The Cayley-Dickson construction relates R, C, H, O, and S of the reals, complex numbers, quaternions, octionons, and sedenions as described in this video. It has many applications. At least in topology it can be use to derive the four Hopf fibrations and Bott periodicity. Notably, Bott periodicity is the basis for stable homotopy theory and K-theory. See “The Octonions” (2001) by John Baez or your AMS link in the description.

@VisualMath 10 месяцев назад

Thanks for the link, the good old pi_k(orthogonal groups). Imho Bott periodicity is somewhat difficult to explain without throwing too much background at the viewer, so I went with something easier in the next video as an application of octonions: Fruendenthal's magic square 😀

@Jaylooker 10 месяцев назад

@@VisualMath Yup. There is also π(U(n)) for the unitary groups U(n). Bott periodicity is difficult to explain and it applies to all classical Lie groups. The Freudenthal magic square does relate most of the exceptional Lie algebras.
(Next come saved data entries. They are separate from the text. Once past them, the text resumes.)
PR #4704, opened 2022-04-22
wip: test: Fix GitHubIssue annotation not failing surefire tests

I-Al-Istannen:
The previous implementation threw an exception in `testSuccessful` to fail the test. This was dutifully ignored by Junit, as the TestWatcher API explicitly *cannot* impact test results from its callbacks.

This patch switches to the AfterTestExecutionCallback, which does not specify anything in its javadoc and seems to work.

### DIFF
--- a/src/test/java/spoon/test/GitHubIssue.java
+++ b/src/test/java/spoon/test/GitHubIssue.java
@@ -15,6 +15,7 @@ import java.util.HashSet;
 import java.util.Set;
 import org.junit.jupiter.api.Disabled;
 import org.junit.jupiter.api.Test;
+import org.junit.jupiter.api.extension.AfterTestExecutionCallback;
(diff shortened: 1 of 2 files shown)


I-Al-Istannen:
Okay, this exposed two cases where the `GithubIssue` contract was violated and tests *succeeded* where they should not.

The first one was apparently fixed in late 2021 (https://github.com/inria/spoon/issues/4218) and the second one is still open (https://github.com/inria/spoon/issues/3811) but apparently fixed?
If somebody with a bit more experience in the Sniper would have a look whether the test is broken or the `fixed` was just never adjusted, I'd be grateful.

I-Al-Istannen:
Looks like @MartinWitt did make a PR (#4613) after we annoyed him and I just missed it.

@eternaldoorman5228 10 месяцев назад

@@VisualMathWas there really a man called Jacques Tits? Sometimes you have to wonder about these things, ...

@VisualMath 10 месяцев назад

@@eternaldoorman5228 I know someone who has a joint paper with Tits, so I go for "real" 😁

@yankeed4793 10 месяцев назад

Again, a nice quick intro to a complex topic which motivates interest in a deeper dive, even for a “layperson”. I’d long wondered if octonions were the foundation of the “eightfold way” which figured prominently in the early history of quantum field theory - and so they are. You emphasize the importance of invertability, which is critical for a group property and thereby unlocking the tools for analyzing the symmetries of the standard model through group theory, explaining the connection. Murray Gell-Mann, of “quark” fame, later lamented that his lunch group in the university cafeteria included one of leading mathematicians in the field of Lie Algebras and he could have saved himself enormous time if he had paid closer attention to this since he ended up reinventing much of this work on his own. Looking forward to the next video where you discuss further!

@VisualMath 10 месяцев назад

Excellent, thanks for pointing out the standard model! I learned that the octonions O are used from this fabulous resource here: math.ucr.edu/home/baez/standard/ I am also very glad that you like the story, same here 😀 There are many aspects of O that I cannot touch upon (like the standard model). But, historically backwards 😅, I will try to explain in the follow-up how the exceptional Lie algebras (so exceptional continuous symmetries) arise from O.

@eternaldoorman5228 10 месяцев назад

4:52 this is beautiful! Since you get negative numbers by multiplying by i^2 I wonder if there is a way to construct all the number systems "top down", starting with some very primitive algebraic structure like a magma. I need to play with this doubling operator a bit more to find out what I'm talking about 😂.

@VisualMath 10 месяцев назад

The doubling is amazing, isn't it ☺ I am not sure what you have in mind, but I am curious. Let us know if you make any progress 😀

@eternaldoorman5228 9 месяцев назад

@@VisualMath I can't say I've thought about this enough to be able to say more about my vague idea. Another question I have is whether is some class of equations that quaternions and octonions allow you to solve, I mean, negative numbers allow you to solve equations like x + a = 0 complex numbers allow you to solve equations like x^2 + a = 0, can you solve equations like x - (x + 1) = 0 or something with quaternions? I ask because I did once manage to 'solve' x = x + 1 using pairs of complex numbers in some sort of conjugate relationship. I can't remember the details however because I lost my computer and the backups and all my notes about it.

@VisualMath 9 месяцев назад

@@eternaldoorman5228 Very interesting. I have never seen solutions to x=x+1. I feel like Octonions might not be helpful here, but I am not 100% sure. The only thing I remember is that polynomials have infinite many solutions in Octonions. So you get many more roots. New solutions might also show up if you go to more sophisticated equations, like involving analytic functions. But I am not sure about the state of the arts here.